Bernard and his girlfriend Lenina Disney go to a primitive reservation which holds to 20th century values, and while there meet a native named John (also called the Savage). They return with him to civilization, and his presence further upends conventional thinking. John is seen as a freak and this grants him some degree of celebrity. John develops romantic feelings for Lenina, which are considered highly inappropriate, bordering on the obscene.

John's parents are from the more technologically advanced part of the world, and he has educated himself using often banned works such as Shakespeare. John realizes that his sexual mores, based on the works he studied, are antiquated in this advanced society. He therefore asks to be assigned a solitary posting, but even as he mans the lighthouse alone, he cannot escape his memories of Lenina.

==Cast==
- Kristoffer Tabori as John the Savage
- Bud Cort as Bernard Marx
- Keir Dullea as Thomas "Tomakin" Grahmbell
- Julie Cobb as Linda Lysenko
- Ron O'Neal as Mustapha Mond
- Marcia Strassman as Lenina Disney (Crowne)
- Dick Anthony Williams as Helmholtz Watson
- Jonelle Allen as Fanny Crowne
- Jeanetta Arnette as Dwightina
- Casey Biggs as Beta lighthouse guard
- Reb Brown as Henry
- Tara Buckman as Alpha Teacher
- Nigel Bullard as Plant Manager
- Shane Butterworth as John as a child
- Lee Chamberlin as Head Nurse
- Beatrice Colen as Gamma Female
- Patrick Cronin as Gamma Male
- Valerie Curtin as Chief Warden Stelina Shell
- Murray Salem as Chief Engineer
- Marneen Fields as Futuristic Factory Worker
- Aron Kincaid as J. Edgar Millhouse
- Carole Mallory as Miss Trotsky
- Tricia O'Neil as Maoina Krupps
- Victoria Racimo as Beta Teacher
- Delia Salvi as High Priestess

==Production==

Originally 4 hours long, it was cut down to three hours before being televised. Brave New World was directed by Burt Brinckerhoff for Universal Television and first shown on NBC on 7 March 1980. The screen adaptation was written by Doran William Cannon. It was filmed in Universal City, California.

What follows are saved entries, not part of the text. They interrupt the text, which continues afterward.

PR #5152, opened 2023-05-22
Preserve parentheses around unary operators for printing

LyricLy:
The current parser does not keep track of whether or not there are parentheses around unary operators. This causes ambiguity when it comes to converting the parse tree back into a string, as there are some operators tighter than unary operators; for example, `reveal_type((-2) ** 2)` currently incorrectly reports the expression to be `-2 ** 2`, which is actually equivalent to `-(2 ** 2)`.

This simple change makes it so that the nodes for unary operators and `await` expressions store whether or not they were parenthesized in the same manner that binary operators already did, fixing the printing of expressions such as `(await f())[0]`.


erictraut:
Thanks for the contribution. The change looks good to me. I'll merge as soon as the CI tests pass.

LyricLy:

PR #5184, opened 2023-05-26
flatten loc files

bschnurr:
to better align with vscode/l10n-dev localization toollchain:

https://github.com/microsoft/vscode-l10n/tree/main/l10n-dev


rchiodo (approved):

erictraut:
What is the reason for this change? Are you preparing to add localized support for more languages? If there's not a good reason to make the change, I'd prefer to keep it as is. The new technique takes up a bunch of extra memory because it includes a bunch of redundant strings.

bschnurr:
Yes this is to add localization..

I think I could add a transformation to the localization pipeline to convert between our version and their expected format instead then.

PR #5238, opened 2023-06-05
Update typed-libraries.md

LiamSwayne:
The first paragraph of this page of documentation has been modified to be less wordy and more informative. It now provides a more detailed overview of this page of documentation with the same number of words as before.


erictraut:
I appreciate your interest in pyright, but I think the current wording in the documentation is preferable to your changes. I'm therefore going to leave it unmodified.

PR #5259, opened 2023-06-09
Update ci-integration.md

last-partizan:
When both scripts are executed in `scripts:` section, and `pyright` reports error, second script is not executed.

Best way to ensure report are always converted, is to use `after_script:` block.


erictraut:
Thanks for the contribution.

PR #5291, opened 2023-06-14
Changes for loc

bschnurr:
- adding a publisher name to pyright-internal to match vscode-pyright.  Loc pipeline uses this publisher name.
 - adding dev dependency on vscode's loc tools
 - current plan is to have pylance run the localization update for both repos


erictraut (approved):
LGTM

bschnurr:
i've reworked the loc pipeline so these changes are no longer needed. benefits is one less package to npm install

Issue #5307, opened 2023-06-15
Support PEP 712's new attribute assignment conversion


thejcannon:
**Describe the bug**
In the super cool experimental [PEP 712](https://peps.python.org/pep-0712/) support, we'll need to support attribute assignment as well: https://github.com/python/peps/pull/3152

**To Reproduce**
Just try and assign to a dataclass field with a converter and not use the field's type (but a supported conversion type)

**Expected behavior**
No error

**Code or Screenshots**

```python
from dataclasses import dataclass, field


@dataclass
class Foo:
    x: str = field(default=1, converter=str)


f = Foo(1)
f.x = 1
#  /I'm/a/path/tofoo.py:10:7 - error: Cannot assign member "x" for type "Foo"
#   "Literal[1]" is incompatible with "str" (reportGeneralTypeIssues)
```

**VS Code extension or command-line**
`pyright 1.1.314` :pie: 

**Additional context**
<3 y'all

erictraut:
My understanding is that the converter runs only on the values passed at initialization time. Is that not the case? The current PEP says nothing about converting values after initialization.

It's not immediately clear from the `attrs` documentation either, but I just verified through experimentation that it indeed does support conversion when assigning to an attribute with an associated field. I guess that means we need to support it here. I recommend adding more details to the PEP to make this clear.

I think the most straightforward (and accurate) way to handle this is to synthesize descriptor objects for each of the defined attributes. The `__set__` method for these descriptor objects will accept any type accepted by the converter. The `__get__` method would return the transformed type (the output of the converter).

@debonte, we can talk about the details later today, assuming that you want to implement this.

thejcannon:
> My understanding is that the converter runs only on the values passed at initialization time. Is that not the case? The current PEP says nothing about converting values after initialization.

You got that right. The new behavior is in [the linked PR](https://github.com/python/peps/pull/3152) (here's the PEP link if you want fewer clicks: https://pep-previews--3152.org.readthedocs.build/pep-0712/)

And your modeling this as a descriptor is likely a good way to model the world. However, wouldn't the `__get__` method be better modeled as returning the annotated attribute type since that is a superset of the converter return type?

erictraut:
[...]

PR #5343, opened 2023-06-19
Support PEP 712's new attribute assignment conversion

debonte:
Addresses #5307 

@erictraut, I'm not sure if this is working property for generic dataclasses when the descriptor's get and/or set types are generic. Currently I'm calling `makeTopLevelTypeVarsConcrete` on the get/set type when synthesizing the descriptor. Is this the right thing to do?

I initially tried to get this to work by passing the dataclass's `typeVarScopeId` to the descriptor. But then the revealed type of `g.field1` and `g.field2` at the end of the new test file was `Unknown` instead of `float`. It looked like this was because in `applyDescriptorAccessMethod` the return type of the synthesized descriptor's `__get__` method was not specialized (`_T` instead of `float`).


packages/pyright-internal/src/analyzer/dataClasses.ts
```diff
@@ -799,6 +812,86 @@ function getConverterAsFunction(
...
+        type: AnyType.create(),
+        hasDeclaredType: true,
+    });
+    FunctionType.addParameter(getFunction, {
+        category: ParameterCategory.Simple,
+        name: 'objtype',
+        type: AnyType.create(),
+        hasDeclaredType: true,
+    });
+    getFunction.details.declaredReturnType = evaluator.makeTopLevelTypeVarsConcrete(getType);
```
erictraut, line 888: See comment above about `makeTopLevelTypeVarsConcrete`.

packages/pyright-internal/src/tests/typeEvaluator4.test.ts
```diff
@@ -679,6 +679,12 @@ test('DataClass25', () => {
     TestUtils.validateResults(analysisResults, 17);
 });
 
+test('DataClass26', () => {
```
erictraut, line 682: I've been working on cleaning up the test cases, and things have changed a bit here. Please rebase before checking in this change. This new test case should be named `dataclassConverter2.py` to match the new test structure.

packages/pyright-internal/src/tests/samples/dataclass26.py
```diff
@@ -0,0 +1,54 @@
...
+foo.field0 = "2"
+
+# This should generate an error because only strs can be assigned to field0.
+foo.field0 = 2
+
+
+_T = TypeVar("_T", bound=float)
+
+@dataclass
+class GenericFoo(Generic[_T]):
```
erictraut, line 28: I'm thinking that we should not support generic converters for now. Your current code happens to work for this simple case, but it won't work for anything slightly more complicated like a converter that accepts or generates `list[_T]`.

packages/pyright-internal/src/tests/samples/dataclass26.py
```diff
@@ -0,0 +1,54 @@
...
+@dataclass
+class Foo:
+    # This should generate an error because "converter" is not an official property yet.
+    field0: int = field(converter=converter_simple)
+
+foo = Foo("1")
+reveal_type(foo.field0, expected_text="int")
+foo.field0 = "2"
+
+# This should generate an error because only strs can be assigned to field0.
```
erictraut, line 21: You might want to add a test case that verifies that type narrowing doesn't occur when assigning to a field with a converter. To do so, just copy the above `reveal_type` line after the `foo.field0 = "2"` assignment statement. It should still be considered an `int`, whereas normal narrowing rules would cause it to become a `str`.

erictraut: Another interesting test is the case where the converter doesn't actually do any conversion (i.e. it accepts the same type as it produces). That shouldn't be considered an asymmetric descriptor, so normal type narrowing rules would apply. For example, if the converter accepts a `str | int` and produces a `str | int` and you assign a value of "1" to the field, it should be narrowed to `Literal[1]`.

packages/pyright-internal/src/tests/samples/dataclass26.py
```diff
@@ -0,0 +1,54 @@
...
+foo.field0 = 2
+
+
```
erictraut, line 24: Another interesting test is to exercise the `__get__` and `__set__` methods by accessing the field from the class rather than a class instance. For example, what happens when you exec `Foo.field0 = ""`?

debonte: I added tests for this, but it's not clear to me if the behavior is as expected.

```python
# Asymmetric
reveal_type(Foo.asymmetric, expected_text="int")
Foo.asymmetric = "2"
reveal_type(Foo.asymmetric, expected_text="int")
Foo.asymmetric = 2
reveal_type(Foo.asymmetric, expected_text="Literal[2]")

# Symmetric
reveal_type(Foo.symmetric, expected_text="str | int")
Foo.symmetric = "1"
reveal_type(Foo.symmetric, expected_text="Literal['1']")
```

packages/pyright-internal/src/tests/samples/dataclassConverter2.py
```diff
@@ -0,0 +1,39 @@
...
+foo.symmetric = "1"
+reveal_type(foo.symmetric, expected_text="Literal['1']") # Symmetric -- type narrowing should occur
+
+
+reveal_type(Foo.asymmetric, expected_text="int")
+Foo.asymmetric = "2"
+reveal_type(Foo.asymmetric, expected_text="int")
+# This should generate an error because only strs can be assigned to field0.
+Foo.asymmetric = 2
+reveal_type(Foo.asymmetric, expected_text="Literal[2]")
```
erictraut, line 35: If you assign a value that generates a type violation (as in this case), pyright will narrow the type to the assigned type. This was a request/idea from Graham a while back. If the user has type checking disabled, it produces better (more intuitive) results for completion suggestions. I recommend deleting the `Literal[2]` reveal_type call because the narrowed type isn't really relevant once you assign an illegal value.

erictraut (approved):
LGTM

==Awards and nominations==

| Year | Award | Category | Nominee(s) | Result | Ref. |
| 1980 | 32nd Primetime Creative Arts Emmy Awards | Outstanding Art Direction for a Limited Series or a Special | Tom H. John Mary Ann Biddle | Nominated |  |
| Outstanding Cinematography for a Limited Series or a Special | Harry L. Wolf | Nominated |

==Reception==

TCM found the film ambitious but tedious, confusing and ultimately unsuccessful.

==Home media==
The film has no official DVD release, though a transfer from a recorded tape to DVD can be found.